**Problem to solve**
Below this line is a set of entries; quote exactly the lines from the line that contains "- **Targeted fix" to the line that contains "- **Honest scope.**", both lines included.

**Listed entries**
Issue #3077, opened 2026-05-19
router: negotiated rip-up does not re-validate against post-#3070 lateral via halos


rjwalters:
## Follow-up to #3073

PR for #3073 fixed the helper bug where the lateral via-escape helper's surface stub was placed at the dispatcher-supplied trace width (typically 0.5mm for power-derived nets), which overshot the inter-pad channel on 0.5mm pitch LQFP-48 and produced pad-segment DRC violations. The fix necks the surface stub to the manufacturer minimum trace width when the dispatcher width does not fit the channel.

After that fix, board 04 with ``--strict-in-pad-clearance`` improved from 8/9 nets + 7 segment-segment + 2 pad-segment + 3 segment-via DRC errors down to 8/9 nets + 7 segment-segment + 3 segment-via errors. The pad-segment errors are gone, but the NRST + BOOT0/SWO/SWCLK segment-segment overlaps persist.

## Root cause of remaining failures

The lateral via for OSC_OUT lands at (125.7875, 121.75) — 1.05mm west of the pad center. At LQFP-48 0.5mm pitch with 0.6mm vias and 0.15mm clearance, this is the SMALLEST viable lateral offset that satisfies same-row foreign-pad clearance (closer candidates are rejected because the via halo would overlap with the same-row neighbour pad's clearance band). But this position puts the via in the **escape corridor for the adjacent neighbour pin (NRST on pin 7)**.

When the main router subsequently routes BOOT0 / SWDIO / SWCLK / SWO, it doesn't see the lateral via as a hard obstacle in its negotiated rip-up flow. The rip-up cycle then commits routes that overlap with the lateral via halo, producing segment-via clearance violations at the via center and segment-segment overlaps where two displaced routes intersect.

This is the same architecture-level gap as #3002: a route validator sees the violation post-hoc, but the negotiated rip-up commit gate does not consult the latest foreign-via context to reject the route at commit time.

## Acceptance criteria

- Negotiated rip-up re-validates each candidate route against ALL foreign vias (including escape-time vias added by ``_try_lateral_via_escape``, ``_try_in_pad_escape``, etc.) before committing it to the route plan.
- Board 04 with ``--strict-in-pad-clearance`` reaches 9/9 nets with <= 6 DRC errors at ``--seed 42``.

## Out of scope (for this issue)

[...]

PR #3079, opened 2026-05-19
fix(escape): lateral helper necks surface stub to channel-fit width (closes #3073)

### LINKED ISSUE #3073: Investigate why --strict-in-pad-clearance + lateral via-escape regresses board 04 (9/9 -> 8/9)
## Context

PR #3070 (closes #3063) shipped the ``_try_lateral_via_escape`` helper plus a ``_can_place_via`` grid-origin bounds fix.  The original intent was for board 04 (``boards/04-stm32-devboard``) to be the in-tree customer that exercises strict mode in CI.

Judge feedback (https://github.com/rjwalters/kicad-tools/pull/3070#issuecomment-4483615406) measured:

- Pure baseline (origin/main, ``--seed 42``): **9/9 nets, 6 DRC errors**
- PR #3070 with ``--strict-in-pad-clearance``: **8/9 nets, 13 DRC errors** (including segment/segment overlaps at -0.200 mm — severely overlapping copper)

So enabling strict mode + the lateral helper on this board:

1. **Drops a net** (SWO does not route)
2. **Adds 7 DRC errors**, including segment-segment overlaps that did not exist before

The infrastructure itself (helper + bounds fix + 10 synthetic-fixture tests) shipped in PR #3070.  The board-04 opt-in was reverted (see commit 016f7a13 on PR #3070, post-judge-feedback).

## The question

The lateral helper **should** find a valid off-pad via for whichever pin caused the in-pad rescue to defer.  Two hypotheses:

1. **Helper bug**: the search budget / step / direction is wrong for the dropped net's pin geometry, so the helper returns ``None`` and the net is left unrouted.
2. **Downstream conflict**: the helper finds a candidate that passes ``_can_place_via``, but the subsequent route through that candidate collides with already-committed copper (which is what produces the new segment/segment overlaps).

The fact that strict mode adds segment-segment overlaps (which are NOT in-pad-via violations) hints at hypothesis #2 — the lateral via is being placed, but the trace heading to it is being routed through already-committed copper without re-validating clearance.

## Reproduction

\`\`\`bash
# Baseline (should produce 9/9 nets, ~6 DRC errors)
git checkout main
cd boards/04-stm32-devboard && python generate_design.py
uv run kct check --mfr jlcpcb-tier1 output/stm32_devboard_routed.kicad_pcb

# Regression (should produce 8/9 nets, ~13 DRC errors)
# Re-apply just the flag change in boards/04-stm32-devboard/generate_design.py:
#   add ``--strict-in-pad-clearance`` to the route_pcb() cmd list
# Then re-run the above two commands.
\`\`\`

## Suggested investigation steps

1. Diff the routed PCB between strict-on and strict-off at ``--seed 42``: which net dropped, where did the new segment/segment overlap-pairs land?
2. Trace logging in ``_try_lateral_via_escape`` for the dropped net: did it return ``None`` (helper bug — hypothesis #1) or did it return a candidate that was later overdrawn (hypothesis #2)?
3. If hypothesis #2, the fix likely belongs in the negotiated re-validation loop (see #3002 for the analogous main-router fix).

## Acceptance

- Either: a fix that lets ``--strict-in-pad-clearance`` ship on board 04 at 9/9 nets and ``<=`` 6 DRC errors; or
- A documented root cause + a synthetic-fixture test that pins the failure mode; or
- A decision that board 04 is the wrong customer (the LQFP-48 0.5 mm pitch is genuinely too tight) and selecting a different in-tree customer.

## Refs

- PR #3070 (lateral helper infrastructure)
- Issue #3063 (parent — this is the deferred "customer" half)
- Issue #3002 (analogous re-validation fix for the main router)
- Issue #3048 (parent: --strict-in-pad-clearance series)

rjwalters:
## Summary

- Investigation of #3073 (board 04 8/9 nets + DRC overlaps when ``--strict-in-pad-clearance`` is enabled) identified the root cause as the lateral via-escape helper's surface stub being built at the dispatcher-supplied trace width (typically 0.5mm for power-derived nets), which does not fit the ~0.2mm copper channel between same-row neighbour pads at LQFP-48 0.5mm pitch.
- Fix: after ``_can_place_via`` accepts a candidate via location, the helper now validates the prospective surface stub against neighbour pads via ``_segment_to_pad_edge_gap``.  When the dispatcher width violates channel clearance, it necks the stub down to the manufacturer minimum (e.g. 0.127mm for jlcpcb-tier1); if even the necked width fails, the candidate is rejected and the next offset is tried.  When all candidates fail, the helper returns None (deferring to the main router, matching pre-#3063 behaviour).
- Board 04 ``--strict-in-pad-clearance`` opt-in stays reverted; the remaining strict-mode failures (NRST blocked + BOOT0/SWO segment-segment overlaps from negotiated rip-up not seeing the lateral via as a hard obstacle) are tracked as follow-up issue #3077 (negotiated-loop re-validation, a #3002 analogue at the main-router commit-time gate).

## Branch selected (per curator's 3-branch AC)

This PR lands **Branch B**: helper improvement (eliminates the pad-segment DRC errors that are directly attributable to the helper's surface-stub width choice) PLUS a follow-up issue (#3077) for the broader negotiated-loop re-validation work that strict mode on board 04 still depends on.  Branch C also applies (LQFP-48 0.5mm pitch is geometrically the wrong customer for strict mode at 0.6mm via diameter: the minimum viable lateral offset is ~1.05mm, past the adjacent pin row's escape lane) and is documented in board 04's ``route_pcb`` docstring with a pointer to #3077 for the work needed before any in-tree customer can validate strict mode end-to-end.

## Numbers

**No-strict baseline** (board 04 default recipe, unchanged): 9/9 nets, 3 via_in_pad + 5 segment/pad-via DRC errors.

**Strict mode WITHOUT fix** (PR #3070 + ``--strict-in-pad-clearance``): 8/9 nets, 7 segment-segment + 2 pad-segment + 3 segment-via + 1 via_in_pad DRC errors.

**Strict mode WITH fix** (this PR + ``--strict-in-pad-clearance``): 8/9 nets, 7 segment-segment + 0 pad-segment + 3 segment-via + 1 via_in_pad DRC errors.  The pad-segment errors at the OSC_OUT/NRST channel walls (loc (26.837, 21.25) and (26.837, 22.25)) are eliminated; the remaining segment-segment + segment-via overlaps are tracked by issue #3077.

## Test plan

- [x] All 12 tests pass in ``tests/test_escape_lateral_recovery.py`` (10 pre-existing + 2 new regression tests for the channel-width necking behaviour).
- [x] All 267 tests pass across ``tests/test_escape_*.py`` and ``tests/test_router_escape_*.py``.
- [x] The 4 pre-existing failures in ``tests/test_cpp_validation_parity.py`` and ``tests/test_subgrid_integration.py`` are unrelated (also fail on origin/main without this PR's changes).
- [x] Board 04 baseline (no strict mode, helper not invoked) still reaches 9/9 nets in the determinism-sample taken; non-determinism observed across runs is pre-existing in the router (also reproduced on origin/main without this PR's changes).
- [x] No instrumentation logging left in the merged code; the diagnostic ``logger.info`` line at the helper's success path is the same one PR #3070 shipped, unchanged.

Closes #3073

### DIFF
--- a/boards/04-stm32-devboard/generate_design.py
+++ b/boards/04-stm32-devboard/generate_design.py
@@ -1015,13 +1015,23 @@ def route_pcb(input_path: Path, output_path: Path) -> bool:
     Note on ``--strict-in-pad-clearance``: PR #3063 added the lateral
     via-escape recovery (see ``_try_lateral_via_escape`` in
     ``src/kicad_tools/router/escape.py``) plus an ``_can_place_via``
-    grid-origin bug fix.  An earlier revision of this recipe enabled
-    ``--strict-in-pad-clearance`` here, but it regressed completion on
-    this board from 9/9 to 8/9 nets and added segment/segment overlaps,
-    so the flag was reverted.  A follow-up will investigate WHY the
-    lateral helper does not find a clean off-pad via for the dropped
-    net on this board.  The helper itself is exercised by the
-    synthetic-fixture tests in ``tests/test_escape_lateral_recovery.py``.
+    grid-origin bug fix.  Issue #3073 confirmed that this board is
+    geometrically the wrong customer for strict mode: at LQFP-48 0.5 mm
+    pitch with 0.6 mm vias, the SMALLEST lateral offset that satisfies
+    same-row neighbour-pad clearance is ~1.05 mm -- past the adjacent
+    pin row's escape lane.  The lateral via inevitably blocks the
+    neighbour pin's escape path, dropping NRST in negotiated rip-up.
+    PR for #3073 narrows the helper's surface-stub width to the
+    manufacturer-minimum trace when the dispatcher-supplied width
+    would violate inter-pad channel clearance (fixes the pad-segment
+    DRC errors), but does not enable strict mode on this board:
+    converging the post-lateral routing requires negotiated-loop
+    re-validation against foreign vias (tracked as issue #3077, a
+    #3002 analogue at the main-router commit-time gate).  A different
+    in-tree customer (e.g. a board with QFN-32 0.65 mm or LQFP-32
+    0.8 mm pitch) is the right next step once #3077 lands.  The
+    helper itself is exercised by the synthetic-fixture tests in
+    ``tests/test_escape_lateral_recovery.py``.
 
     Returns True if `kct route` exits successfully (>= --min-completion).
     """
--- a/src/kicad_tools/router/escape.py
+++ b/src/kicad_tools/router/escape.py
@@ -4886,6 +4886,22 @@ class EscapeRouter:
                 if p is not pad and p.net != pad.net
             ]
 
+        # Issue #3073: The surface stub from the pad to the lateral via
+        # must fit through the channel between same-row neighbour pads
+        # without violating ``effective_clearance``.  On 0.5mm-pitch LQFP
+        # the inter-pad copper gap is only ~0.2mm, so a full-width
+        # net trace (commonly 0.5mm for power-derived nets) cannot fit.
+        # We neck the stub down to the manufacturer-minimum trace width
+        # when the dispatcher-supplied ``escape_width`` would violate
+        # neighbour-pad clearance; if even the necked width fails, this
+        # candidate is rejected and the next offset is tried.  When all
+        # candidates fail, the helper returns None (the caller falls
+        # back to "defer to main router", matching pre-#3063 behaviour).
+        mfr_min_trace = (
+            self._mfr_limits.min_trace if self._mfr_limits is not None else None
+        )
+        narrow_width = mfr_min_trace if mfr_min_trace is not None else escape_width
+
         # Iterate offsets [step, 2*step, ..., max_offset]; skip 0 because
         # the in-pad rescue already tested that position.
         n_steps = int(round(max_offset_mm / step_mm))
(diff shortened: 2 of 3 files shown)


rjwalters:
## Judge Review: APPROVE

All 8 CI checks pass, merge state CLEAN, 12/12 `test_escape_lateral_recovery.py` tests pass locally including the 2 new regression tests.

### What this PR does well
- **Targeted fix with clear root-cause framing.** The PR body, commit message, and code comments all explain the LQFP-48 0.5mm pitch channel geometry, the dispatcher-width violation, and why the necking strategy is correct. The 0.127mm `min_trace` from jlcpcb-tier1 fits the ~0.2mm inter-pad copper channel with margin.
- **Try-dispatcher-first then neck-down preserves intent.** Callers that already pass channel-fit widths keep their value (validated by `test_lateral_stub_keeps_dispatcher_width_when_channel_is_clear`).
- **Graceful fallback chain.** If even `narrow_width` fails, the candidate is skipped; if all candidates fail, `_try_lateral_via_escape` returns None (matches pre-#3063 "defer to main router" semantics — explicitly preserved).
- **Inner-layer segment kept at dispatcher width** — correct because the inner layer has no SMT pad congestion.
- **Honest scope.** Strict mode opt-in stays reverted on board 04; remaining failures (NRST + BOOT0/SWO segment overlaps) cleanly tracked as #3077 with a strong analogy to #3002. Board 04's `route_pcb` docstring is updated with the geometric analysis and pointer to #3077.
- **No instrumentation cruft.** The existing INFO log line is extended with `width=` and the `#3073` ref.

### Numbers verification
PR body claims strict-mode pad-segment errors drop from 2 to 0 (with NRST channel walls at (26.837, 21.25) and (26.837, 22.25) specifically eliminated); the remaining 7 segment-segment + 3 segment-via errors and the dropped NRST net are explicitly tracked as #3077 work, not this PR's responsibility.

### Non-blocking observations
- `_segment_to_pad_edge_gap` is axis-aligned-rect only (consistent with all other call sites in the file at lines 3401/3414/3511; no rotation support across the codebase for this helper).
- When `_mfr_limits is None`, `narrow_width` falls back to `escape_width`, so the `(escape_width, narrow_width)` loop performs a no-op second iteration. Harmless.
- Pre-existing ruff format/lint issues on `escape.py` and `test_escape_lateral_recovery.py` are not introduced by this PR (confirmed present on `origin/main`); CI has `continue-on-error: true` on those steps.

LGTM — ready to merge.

**Task solution**
- **Targeted fix with clear root-cause framing.** The PR body, commit message, and code comments all explain the LQFP-48 0.5mm pitch channel geometry, the dispatcher-width violation, and why the necking strategy is correct. The 0.127mm `min_trace` from jlcpcb-tier1 fits the ~0.2mm inter-pad copper channel with margin.
- **Try-dispatcher-first then neck-down preserves intent.** Callers that already pass channel-fit widths keep their value (validated by `test_lateral_stub_keeps_dispatcher_width_when_channel_is_clear`).
- **Graceful fallback chain.** If even `narrow_width` fails, the candidate is skipped; if all candidates fail, `_try_lateral_via_escape` returns None (matches pre-#3063 "defer to main router" semantics — explicitly preserved).
- **Inner-layer segment kept at dispatcher width** — correct because the inner layer has no SMT pad congestion.
- **Honest scope.** Strict mode opt-in stays reverted on board 04; remaining failures (NRST + BOOT0/SWO segment overlaps) cleanly tracked as #3077 with a strong analogy to #3002. Board 04's `route_pcb` docstring is updated with the geometric analysis and pointer to #3077.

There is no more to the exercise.